[Excerpts from a dataset]

━━━━━━━━━━━━━━━━

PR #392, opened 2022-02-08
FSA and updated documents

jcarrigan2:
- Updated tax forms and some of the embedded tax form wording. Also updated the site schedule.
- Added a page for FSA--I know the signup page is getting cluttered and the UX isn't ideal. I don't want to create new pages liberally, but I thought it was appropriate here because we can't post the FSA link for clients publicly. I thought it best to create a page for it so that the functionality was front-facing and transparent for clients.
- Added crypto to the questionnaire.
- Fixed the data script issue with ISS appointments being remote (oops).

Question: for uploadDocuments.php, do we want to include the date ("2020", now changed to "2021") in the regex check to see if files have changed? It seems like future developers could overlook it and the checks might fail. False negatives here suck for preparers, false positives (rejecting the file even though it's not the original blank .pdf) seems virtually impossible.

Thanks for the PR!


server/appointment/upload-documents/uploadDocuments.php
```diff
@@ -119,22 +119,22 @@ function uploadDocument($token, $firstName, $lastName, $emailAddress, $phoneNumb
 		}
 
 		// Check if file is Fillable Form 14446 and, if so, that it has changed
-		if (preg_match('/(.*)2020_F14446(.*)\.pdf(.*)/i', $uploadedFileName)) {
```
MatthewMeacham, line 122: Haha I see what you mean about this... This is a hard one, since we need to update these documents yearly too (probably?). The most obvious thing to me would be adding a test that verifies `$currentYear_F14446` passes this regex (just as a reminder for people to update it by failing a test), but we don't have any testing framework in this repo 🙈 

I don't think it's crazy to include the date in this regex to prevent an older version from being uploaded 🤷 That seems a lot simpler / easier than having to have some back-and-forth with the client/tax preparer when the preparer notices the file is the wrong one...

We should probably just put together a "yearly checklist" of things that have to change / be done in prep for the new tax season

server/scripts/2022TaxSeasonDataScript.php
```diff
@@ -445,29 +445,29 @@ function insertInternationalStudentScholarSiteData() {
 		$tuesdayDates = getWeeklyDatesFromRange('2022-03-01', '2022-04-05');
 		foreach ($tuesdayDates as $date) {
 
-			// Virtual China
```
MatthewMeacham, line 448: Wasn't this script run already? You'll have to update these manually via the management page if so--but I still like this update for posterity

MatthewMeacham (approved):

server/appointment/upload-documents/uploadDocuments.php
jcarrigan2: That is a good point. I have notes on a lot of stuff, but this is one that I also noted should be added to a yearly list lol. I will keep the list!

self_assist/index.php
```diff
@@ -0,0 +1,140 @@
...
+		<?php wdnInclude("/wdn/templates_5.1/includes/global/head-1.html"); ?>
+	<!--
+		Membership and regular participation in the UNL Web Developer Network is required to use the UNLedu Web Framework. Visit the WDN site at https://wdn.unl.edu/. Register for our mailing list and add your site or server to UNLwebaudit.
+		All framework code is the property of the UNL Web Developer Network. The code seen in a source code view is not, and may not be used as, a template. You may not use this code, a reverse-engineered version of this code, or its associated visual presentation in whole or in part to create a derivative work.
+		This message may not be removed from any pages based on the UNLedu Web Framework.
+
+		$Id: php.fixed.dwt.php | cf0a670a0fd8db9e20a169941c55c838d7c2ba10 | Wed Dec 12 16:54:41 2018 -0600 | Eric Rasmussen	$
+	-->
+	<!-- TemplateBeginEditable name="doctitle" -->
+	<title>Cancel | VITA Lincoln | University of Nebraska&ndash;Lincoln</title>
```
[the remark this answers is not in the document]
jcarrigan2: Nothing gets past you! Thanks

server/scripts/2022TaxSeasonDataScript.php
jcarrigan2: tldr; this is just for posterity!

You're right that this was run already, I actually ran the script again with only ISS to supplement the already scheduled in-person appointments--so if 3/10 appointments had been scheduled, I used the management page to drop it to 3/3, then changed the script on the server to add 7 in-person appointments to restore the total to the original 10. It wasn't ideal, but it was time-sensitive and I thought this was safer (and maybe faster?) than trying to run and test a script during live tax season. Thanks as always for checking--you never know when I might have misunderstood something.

━━━━━━━━━━━━━━━━

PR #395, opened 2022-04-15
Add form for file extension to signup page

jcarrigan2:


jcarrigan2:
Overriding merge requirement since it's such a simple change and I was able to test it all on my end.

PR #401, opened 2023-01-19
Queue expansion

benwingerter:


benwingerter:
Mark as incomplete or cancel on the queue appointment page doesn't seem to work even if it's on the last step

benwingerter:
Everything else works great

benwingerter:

━━━━━━━━━━━━━━━━

WHAT THE TASK ASKS:
Identify the lines in the entries above that contain "should", then copy them out.

RESPONSE:
We should probably just put together a "yearly checklist" of things that have to change / be done in prep for the new tax season
jcarrigan2: That is a good point. I have notes on a lot of stuff, but this is one that I also noted should be added to a yearly list lol. I will keep the list!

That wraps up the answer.